The White House comments followed an admission on Thursday from secretary of state John Kerry that some surveillance practices were carried out "on auto-pilot" and had not been known to the president. That was followed on Thursday night by the NSA director, Keith Alexander, blaming Kerry's own department for driving its spying on friendly world leaders.
"The intelligence agencies don't come up with the requirements. The policymakers come up with the requirements," Alexander said. "One of those groups would have been, let me think, hold on, oh: ambassadors."
Alexander said the NSA collected information when it was asked by policy officials to discover the "leadership intentions" of foreign countries. "If you want to know leadership intentions, these are the issues," he said.
On Friday, veteran US diplomats questioned that assertion.
Thomas Pickering, who served as ambassador to Russia, India, Israel, Jordan and the United Nations, said he found it puzzling that intelligence agencies would interpret requests for information as a green light to bug the phones of friendly government leaders.
"To point the finger at ambassadors as being responsible for generating these requests seems, in my experience, to be far fetched," Pickering told the Guardian.
"In my time, intelligence requirements were never based on collection methods, they were based on intelligence interests. That an ambassador may have been interested in the views of a foreign leader is not a reason to say they had any responsibility for how that information was gathered."
Pickering, who recently led a White House review of the 2012 assassination of the US ambassador to Libya, said he had no direct knowledge but would be surprised to find the NSA was taking direction from ambassadors on such matters.
"It would be self-evident that embassies would be interested in knowing, but it is a huge jump to imagine that an ambassador could somehow be so persuasive as to persuade the intelligence community," he said.

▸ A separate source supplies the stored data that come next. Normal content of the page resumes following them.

PR #270, opened 2015-05-11
implement WOFF2 encoder/decoder as standalone module

anthrotype:
This is the same code as in https://github.com/behdad/fonttools/pull/222, with two differences:

1) The normalisation step, which was scattered between the `woff2`, `ttLib.__init__` and the `_g_l_y_f` modules, is all done inside the woff2 module, which is now self-contained.

2) I'm using a new trick in order to initialise a compatible reader/writer instance based on the given 'flavor'. I can override the `__new__` method of SFNTReader and SFNTWriter and use that as a sort of object factory which return an instance of a sub-class inheriting from SFNTReader or SFNTWriter. 

This is very handy. Think about it: we could add support for even more flavours (e.g. TTC, DFONT, EOT?) without needing to modify the API, but simply sub-classing the base reader/writer classes. All other scripts that use SFNTReader/Writer directly are immediately compatible with the new flavour (provided the new sub-classes keeps the same interface).

I believe such an approach would allow us more flexibility not only in implementing new formats, but also in reorganising the existing ones in a more object-oriented fashion. I'm thinking about the current SFNTReader and SFNTWriter classes, which do too many things at once: i.e. TTFs, OTFs, mac suitcase fonts, single fonts in TTC, and WOFF 1.0. This means the code got so complex that it turned out to be impossible to fit WOFF2 as well inside it.

On the other hand, a much cleaner situation would be having two abstract reader and writer classes which define the API, and more specialised subclasses inheriting from them, while also using the `__new__` method of the base class as a factory.

For example, the WOFF 1.0 reader/writer currently embedded in the SFNT one, shares several things not only with the original SFNT itself, but obviously also with its WOFF 2.0 brother. Duplicate code was all but inevitable, given the impossibility to squeeze WOFF2 inside the sfnt module for risk of exploding, as well as the impossibility of inheriting from/override its methods in a clean, simple way.

In the end, all these cross-relationships could be better captured by splitting the current catch-all mother class into different classes and modules linked by inheritance and imports.

what do you guys think?
Please, let me know.
Thanks.


Lib/fontTools/ttLib/woff2.py
```diff
@@ -0,0 +1,1083 @@
...
+			raise TTLibError("Transform for table '%s' is unknown" % tag)
+		if tag == 'glyf':
+			# reconstruct both glyf and loca
+			self.glyfTable = WOFF2GlyfTable()
+			data = self.glyfTable.reconstruct(rawData)
+		elif tag == 'loca':
+			assert len(rawData) == 0, "expected 0, received %d bytes" % len(rawData)
+			if not hasattr(self, 'glyfTable'):
+				# make sure glyf is loaded first
+				self['glyf']
```
adrientetar: Does this do anything sensible?

anthrotype: Because the transformed loca table is zero bytes, it must be reconstructed alongside the glyf table. The SFNTReader (from which WOFF2Reader inherits) allows to access table data randomly, but a WOFF 2.0 font is meant to be read as a stream, as there are no offsets to specific tables. If the users tries to get "loca" before "glyf", then we must reconstruct the latter as well. But we don't want to do it again and again, so the result is stored as "data" attribute.

adrientetar: I see, thanks for the explanation.

anthrotype:
I just added two little scripts in the Snippets folder. They work the same way as woff2_compress and woff2_decompress from https://github.com/google/woff2. The only difference is they use fontTools ;-)

behdad:
Cosimo, would you consider this branch ready to merge now?

anthrotype:
@behdad it's kind of ready, but ideally we would add a unit test.
I'll create a "TestData" folder and put a TTX file from an open source font. I'll use Pablo Impallari's Lobster, like you suggested in another thread.
It need not be a full test suite for the format -- i.e. https://github.com/w3c/woff2-tests --, just a unit test for the main features of the woff2 module.

anthrotype:
I'm not sure where I should palce the folder containing the test fonts in TTX format to be used by unit tests.

Currently we have the `*_test.py` modules in the same location as the modules they refer to.
If I do the same for woff2_test.py, then for consistency I should also place the folder with the test fonts somewhere inside "Lib/fontTools". In fact, I can't use a path relative to the test module to the data folder if the latter is located outside the source distribution, otherwise the test would fail if it is run from a different location (e.g. site-packages folder after installation?).
Besides, I don't know if it's a good idea to include such test fonts along with the python source code...

Wouldn't it be better if we move all our test modules in a separate "tests" folder located in the root of the repo, outside the "Lib/fontTools" folder, and create a "data" subfolder which would contain the resources needed for the unittest fixtures, such as TTX files, etc.?
Then the test suite will no longer be included in the source distribution, but again this is not such a bad thing.

What do guys you think? /cc @behdad @brawer @djdm

brawer:
Sure, moving the tests into a separate directory sounds good.

anthrotype:
I think the woff2 branch is finally ready to be merged.
I have added the unit tests and substantially refactored the code.
Sorry this has taken so long...

The travis build passes because brotli is not installed on the virtual machine, so the woff2_test module is skipped. I will update the .travis.yml file to `pip install` brotli in another PR.

Please have a look and let me know if you have any comments or suggestions.
Thanks.

anthrotype:
Just added a few more commits to enable the WOFF2 tests on Travis:
- add pip's `requirements.txt` containing a link to [Brotli repository](https://github.com/google/brotli); 
- update Travis' GCC to version 4.8 as required by Brotli (see: https://github.com/travis-ci/travis-ci/issues/1379)
- use pip to install Brotli from source before running tests;

All the WOFF2 tests now run successfully on Travis' Ubuntu, as well as (locally) on my Windows 7 virtual machine and OS X Yosemite, both python 2.7 and 3.4.

anthrotype:
I rebased on top of master and replaced all `StringIO` with `BytesIO` in woff2 and woff2_test modules.

behdad:
I have a feeling that tomorrow is the day this shall land...

anthrotype:
I just set up a branch over at https://github.com/daltonmaag/brotli/tree/ci to build compiled wheel packages for Windows and OS X using Appveyor and Travis respectively.

If you want to try the woff2 module, you can install Brotli by simply doing
```
pip install --find-links https://github.com/daltonmaag/brotli/releases/latest brotli
```

I also submitted a PR to upstream https://github.com/google/brotli/pull/136. If and when they merge that, they could have the wheels uploaded automatically on the Python Package Index (PyPI). This way, users will be able to do a simple `pip install brotli` and have the precompiled wheel installed for each target platform (without needing any developer tools).

anthrotype:
@behdad what else is left to do here? Are we waiting for brotli to be uploaded to PyPI?

behdad:
Nothing left, just me reviewing.  I'll try to do today.

behdad:
Thanks Cosimo!

benkiel:
Forgive if this isn't the best place to ask this; I'm wondering if this pull has the htmx transformation bit that isn't in the WOFF2 spec yet, but is being added. I've looked through the code and I don't think it does (which is what I want to confirm, as I don't think any browsers support this), but in case I missed something in my reading of the code I wanted to check.

anthrotype:
@benkiel No, it doesn't (yet). There's a branch on my fork where I have experimented with it. But it's best to wait until it's finalised in the spec.

benkiel:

Alexander's explanation also drew scorn from James Carew Rosapepe, who served as an ambassador under the Clinton administration, who said "we generally don't do that in democratic societies" during an event at the the Baltimore Council on Foreign Relations on Thursday.
Pressed over the apparent "inconsistency" between comments by Alexander and Kerry, Jen Psaki, the state department's chief spokeswoman, said on Friday: "I don't actually think there was an inconsistency … I would just refute the notion of the question."
She added that the reviews into surveillance programs announced by the White House included all branches of government, and that Kerry's remarks applied not just to the state department.
"When the secretary made his comments yesterday, he said 'we'," she said. "He is talking about a collective 'we', as in the entire government is looking at these programs."